Deep Transfer Methods. Aside from the shallow transfer learning algorithms, we explore the change of Meta Transfer Features in the learning process of deep transfer learning algorithms. We take DAN [10] as an example. We use the Amazon (\(\mathbf {A}\)) and DSLR (\(\mathbf {D}\)) in Office [14] dataset as source and target domains. For each training epoch, we extract Meta Transfer Features from the hidden representations learned from DAN network, and we plot the change of these features as shown in Fig. 3 (a) (the plot is normalized with min-max normalizetion). It is obvious that MMD distance (MMD in Figure) becomes smaller and smaller with the optimization process of domain alignment mechanism in DAN, while proxy \({\mathcal {A}}\) distance (HDIV in Figure) oscillates a lot. In addition, the sdc becomes smaller, showing that features could be more confusing with the overlap between two domains becoming larger.

4.3 Prediction Results

Transfer learning experiences are constructed from sub-tasks sampled from the classical datasets: Office [14], Caltech [6], MNIST (\(\mathbf {M}\)) and USPS (\(\mathbf {U}\)). The Office and Caltech datasets have four domains in total: Amazon (\(\mathbf {A}\)), Caltech (\(\mathbf {C}\)), DSLR (\(\mathbf {D}\)) and Webcam (\(\mathbf {W}\)). For a specific source and target combination such as \(\mathbf {A} \rightarrow \mathbf {C}\), we sample tasks with a subset classes in the total 10 classes. For example, we can sample a 4-classes classification task, and there are will be 210 unique tasks in total can be sampled.

For the prediction experiments, we only focus on shallow transfer learning algorithms, including RPROJ³, PCA, TCA [12], MSDA [2], CORAL [16], GFK [6], ITL [15], LSDT [22], GTL [11] and KMM [8]. These algorithms contain almost all kinds of shallow transfer learning algorithms, such as instance-based, subspace-based, manifold-based, information-based and reconstruction-based. For each sampled task, we apply all of these algorithms with random selected hyperparameters and get the \((\mathbf {x}^{meta}, \mathbf {y}^{meta})\) pairs.

Fig. 3.

(a) Understanding deep transfer learning algorithms: the change of Meta Transfer Features in the training process. (b) Task visualization using MDS, mapping the learned weights into the 2-dim space.

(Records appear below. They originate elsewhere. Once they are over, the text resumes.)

PR #269, opened 2024-10-15
feat: Lookup tables and type-specific optimizations

### LINKED ISSUE #268: [feat] Optimize raito to reduce steps using lookup tables and type-specific optimizations
## Description
The goal of this feature is to optimize raito by reducing the number of computational steps. This will be achieved through the use of lookup tables and by implementing type-specific optimizations where possible.

## Tasks
- [ ] Fast pow2 using lookup table
- [ ] Fast shr for u64
- [ ] Optimize bits_to_target with shr_u64 and early returns
- [ ] Optimize next_power_of_two

Th0rgal:
- [x] resolves #268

We compare our proposed multi-task learning framework (Meta-MTL) with two baselines: the first one is training a single model together (Meta-Sin), and the second one is training a model for each transfer algorithm individually (Meta-Ind). We use both MSE and MAE as the evaluation criterions. The prediction results can be found in Table 1, which verifies the validity of our MTL framework. Our MTL framework can predict the transfer improvement ratio more accurate for unseen transfer tasks. It also explains that experiences from different transfer learning algorithms should not be utilized equally. The first column displays the source and domain pairs we use to obtain transfer learning experiences, and we find the ignored dataset information also matters a lot, which will be the future work to research.

Table 1. Prediction results of different methods of utilizing the transfer learning experiences.

In addition, in order to visualize the difference among transfer learning algorithms, we use MDS to get the lower representations in 2-dim space keeping the euclidean distances among their specific weights unchanged as much as possible. We plot the relationships in Fig. 3 (b). From this figure, we can find and search some similar transfer learning methods for alternative algorithms, and meanwhile, some diverse algorithms can be used for ensemble learning. To be specific, we find MSDA and TCA may be alternative transfer learning methods in this experiment.

5 Conclusion

In this paper, we propose MetaTrans from both Transferability and Discriminability aspects and give a comprehensive understanding of both shallow and deep transfer learning algorithms. As to the use of historical transfer learning experiences, we propose a multi-task learning framework, and the experimental results show that it could utilize experiences better and predict future transfer performance improvement more accurate. Considering more meta-features, taking the dataset information into consideration or learning task embeddings are future works.